TASK PROMPT — Output, word for word, the lines of this listing that fall between the line with "resolved method so" and the line with "very Java-specific. Can", counting both of those lines, and no others.

(PROVIDED DATA begins)

PR #3324, opened 2018-12-11
Add static symbol for constant pool address

cathyzhyi:
Create a static symbol to represent the constant pool address for a
resolved method so that a loadaddr node can be created when the CP
address is needed in trees and AOT can relocate the address value
correctly.

### DIFF
--- a/compiler/il/symbol/OMRSymbol.hpp
+++ b/compiler/il/symbol/OMRSymbol.hpp
@@ -340,6 +340,9 @@ public:
    inline void setGCRPatchPoint();
    inline bool isGCRPatchPoint();
 
+   inline void setConstantPoolAddress();
+   inline bool isConstantPoolAddress();
+
    // flag methods specific to resolved
    //
    inline bool isJittedMethod();
@@ -507,6 +510,7 @@ public:
       StartPC                   = 0x04000000,
       CountForRecompile         = 0x02000000,
       RecompilationCounter      = 0x01000000,
+      ConstantPoolAddress       = 0x00800000,
       GCRPatchPoint             = 0x00400000,
 
       //Only Used by Symbols for which isResolvedMethod is true;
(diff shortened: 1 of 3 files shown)


0xdaryl:
This seems very Java-specific.  Can this not be implemented in the OpenJ9 extension of Symbol?

cathyzhyi:
> This seems very Java-specific. Can this not be implemented in the OpenJ9 extension of Symbol?

Yea, I agree the Java-specific symbols should be added to Openj9 but currently, I think we don't have support for this. The existing symbols like method handle, constant dynamic are added in OMR layer as well.  I am not very sure what's involved in adding the support. We probably can just add an enum flag field the OpenJ9 extension of Symbol?

0xdaryl:
It depends on how you're going to use the symbol I suppose.  This PR doesn't give any clues to that.

For example, rather than using an identity query on a symbol (e.g., is this a static symbol for a constant pool address, or is this a constant dynamic symbol?) I think we should be striving for capability based queries instead (i.e., what is the property or capability provided by this symbol that's necessary for you to make a decision about something?).

cathyzhyi:
The constant pool symbol added here will be used for adding AOT relocation in this PR https://github.com/eclipse/omr/pull/3334. The code for AOT relocation for constant pool is mostly in OMR layer as well.

andrewcraik:
@0xdaryl your thoughts in light of the above?

0xdaryl:
If the usage of this symbol will be in non-J9_PROJECT_SPECIFIC code in OMR and is in line with the usage other existing, related symbols then I can accept that.  It was this clarification that I was asking for originally.

In general, I'm not in favour of explicitly adding any new J9_PROJECT_SPECIFIC macros.  At some point, however, we must stop kicking the can down the road and actually commit to a proper design that aligns with the OMR project's goals.

0xdaryl:
@genie-omr build all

(PROVIDED DATA ends)

TASK ANSWER —
resolved method so that a loadaddr node can be created when the CP
address is needed in trees and AOT can relocate the address value
correctly.

### DIFF
--- a/compiler/il/symbol/OMRSymbol.hpp
+++ b/compiler/il/symbol/OMRSymbol.hpp
@@ -340,6 +340,9 @@ public:
    inline void setGCRPatchPoint();
    inline bool isGCRPatchPoint();
 
+   inline void setConstantPoolAddress();
+   inline bool isConstantPoolAddress();
+
    // flag methods specific to resolved
    //
    inline bool isJittedMethod();
@@ -507,6 +510,7 @@ public:
       StartPC                   = 0x04000000,
       CountForRecompile         = 0x02000000,
       RecompilationCounter      = 0x01000000,
+      ConstantPoolAddress       = 0x00800000,
       GCRPatchPoint             = 0x00400000,
 
       //Only Used by Symbols for which isResolvedMethod is true;
(diff shortened: 1 of 3 files shown)


0xdaryl:
This seems very Java-specific.  Can this not be implemented in the OpenJ9 extension of Symbol?

cathyzhyi:
> This seems very Java-specific. Can this not be implemented in the OpenJ9 extension of Symbol?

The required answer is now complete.